A map of research fields as evolving problems, built on 14,400 real papers.

Python · scikit-learn · SQLite · OpenAlex · React 19 · Vite · TypeScript Live ↗ Code ↗

Knowledge OS landing page with the knowledge graph — Knowledge OS, live: browse a field as a problem, not a reading list.

The problem

Research tools hand you papers, a long list of PDFs to wade through. They quietly skip the thing you actually want to know: how a field got here. What was tried, what flopped, what won, and what's still wide open. Knowledge OS flips that around. You browse a field as a problem, on a real map, instead of as a folder of citations.

It runs on real data: 14,400 papers and ~379k citations from OpenAlex, sorted into 36 computer-science problems and the sub-problems hiding inside them.

Architecture

A build-time Python pipeline turns a live citation graph into static JSON. Everything at runtime happens in the browser.

The engine is layered, L0 through L6: ingest OpenAlex into SQLite, extract problems and sub-problems with TF-IDF and K-means, compute evolution timelines and a citation "universe" graph, then run a retrieval agent and an "AI Scientist" that points out bridge opportunities between fields. A static export (export_static.py) turns the corpus database into the JSON the React and Vite app reads. Nothing paid sits in the hot path.

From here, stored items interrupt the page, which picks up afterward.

PR #2120, opened 2024-06-22
[feature] support ai api with zhipu ai 

Yanshuming1:
add ai feature


zqr10159:
Can you introduce it in detail?

Yanshuming1:
> Can you introduce it in detail?

By configuring AI config in application.yml.yml, users can directly access ZhipuAI through http, and the back end streams back with sse

Yanshuming1:
I will supplement the document later

manager/pom.xml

Key decisions & trade-offs

Static, client-side, $0 to run. The whole corpus is precomputed to JSON and served from a CDN, so there's no backend, no database, and no API keys at runtime. The trade-off: refreshing the data means re-running the pipeline, not firing a live query.
In-browser retrieval agent instead of an LLM API. Answers are retrieved and synthesized over committed data, so there's no bill and nothing leaks to a third party. The trade-off: it's grounded retrieval, not open-ended generation. By design it would rather say less than hallucinate.
TF-IDF and K-means for sub-problem extraction. Cheap, deterministic, and explainable, with the per-paper LLM path built but switched off by default. The trade-off: clustering is coarser than LLM-grade extraction, which is on the roadmap.

The hardest part

OpenAlex is real-world data, which means the corpus is gloriously messy: odd titles, citation counts that split or double, sparse and duplicated edges. Feeding that straight into TF-IDF and K-means produced "problems" that were really just noise, clusters that didn't map to anything a person would recognise as a field.

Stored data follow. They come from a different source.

Issue #3184, opened 2025-03-28
[BUG] <title>1.7.0版本阈值规则 关联设备超过46条后无法保存


gaows20:
### Is there an existing issue for this?

- [x] I have searched the existing issues

### Current Behavior

1.7.0版本新建或修改阈值规则，单条规则关联设备超过46条后无法保存
错误提示：
修改失败!
Size.alertDefine.expr:个数必须在0和2048之间

### Environment

```markdown
HertzBeat version(s):
```

bigcyy:
I have reproduced this bug. The reason is that the backend receives `expr` as a string and validates it by checking that its length does not exceed 2048 characters. Perhaps we need to find a better way to handle this.

bigcyy:
note：This modification is expected to support an alert being associated with approximately 100 monitors.

Does this meet your requirements?

gaows20:
我设备数量较多，对我而言不够，大约需要600个，如果只能是6144的话我多添加几条规则就是了，但是如果关联设备能支持按照label选择的话就更好了。

Issue #3185, opened 2025-03-28
[Task] recommended to support label selection when monitoring threshold rules


gaows20:
### Description

1.7.0版本 阈值规则关联监控时建议支持按label选择，设备太多时挨个选择太繁琐。

### Task List

1： 1.7.0版本阈值规则关联监控时建议支持按label选择

LL-LIN:
You can refer to:
https://github.com/apache/hertzbeat/pull/3161

tomsun28:
> Please assign it to me, I will complete it.

welcome.

tomsun28:
> Please assign it to me, I will complete it.

hi, Is the plan to replace the previous one with labels, or will both methods exist? 

Suggest also put the label association in the `Alert Threshold Association` modal box. 
<img width="1272" alt="Image" src="https://github.com/user-attachments/assets/e0c05d2a-f7a4-45fb-bb54-3886362c4835" />

bigcyy:
when selecting monitoring, you can filter directly through tags.

https://github.com/user-attachments/assets/1e59212e-2ecf-46cb-b3c3-a7e5fd1323a6

tomsun28:
@gaows20 Hi, is this what you mean? I thought it was label matching, not label filtering. The label matching is to directly associate the threshold rule with the corresponding monitored label by configuring the label, and finally calculate the threshold. Similar to the expression generated at the end, it contains label match expr like `contains(__labels__, 'banana')`, eg: `equals(__app__,"website") && equals(__metrics__,"summary") && contains(__labels__, 'banana')`. This situation can also simplify the problem of having thousands of monitoring points to be selected.

gaows20:
我目前需要的是:标签匹配。某个标签下有600个设备，把这个标签下所有设备都放在一个阈值规则。这和我提的那个超过46条添加失败差不多属于一个问题。当然我感觉这个标签过滤也是一个非常好的功能。以后可能会用到。

bigcyy:
Thank you, Tom and gaows20, for your clarification. I will add label filtering and label matching.

tomsun28:
👍 so according to the conversation, seems this is no need to update expr length, or we can update `@Size(max = 2048)
    @Column(length = 2048)` to `4096` and remove the update sql(Flyway sql may sometimes fail to start in different environments. Try not to use it if it is not necessary.) https://github.com/apache/hertzbeat/pull/3198

bigcyy:
[...]

PR #3198, opened 2025-03-30
[bugfix] increase length limit for alert rule expressions to support large device lists

bigcyy:
## What's changed?

#3184 

This PR modifies the database schema to use larger text field types appropriate for each supported database:

- MySQL: Changed to LONGTEXT type
- PostgreSQL: Using TEXT type
- H2: Using CLOB type

The implementation adds the JPA `@Lob` annotation to the expr field 

Testing

- Verified that rules with 1000 devices can be successfully created and saved
- Tested across all supported database types

## Checklist

## Add or update API


gaows20:
👍啥时候合并到主线，进nightly哇

tomsun28:
hi, maybe we need to consider whether it is appropriate to use `LONGTEXT`(max 4 GB) to store expr string.
In most cases, expr will be very short. If you encounter a large number of monitors that need to be manually bound, consider using label binding. Manual binding to select thousands of monitors is not very convenient. 
refer https://github.com/apache/hertzbeat/issues/3185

Getting it to read cleanly took two passes: normalising the citation graph before clustering, deduping edges and reconciling the split counts so the signal wasn't drowned out, and then tuning the feature extraction until the clusters lined up with real, nameable problems. The guiding rule was to surface the mess honestly rather than paper over it, so the occasional odd title stays visible instead of hiding behind a confident lie.

Outcome

Live at evolve-snowy.vercel.app with 14,400 papers, ~379k citations, and 36 CS problems.
Runs at $0 on static hosting, scales through a CDN, and ships with a test suite (tests/test_knowledge_os.py).
Features: problem-first navigation, evolution timelines, a ⌘K research agent, a knowledge graph, and an "AI Scientist" that finds bridge opportunities across fields.

What I'd do next

From the roadmap: LLM-grade problem extraction across the full corpus, scaling toward 500k papers, and pushing past computer science. The engine is domain-agnostic, so widening it is basically one ingest filter away.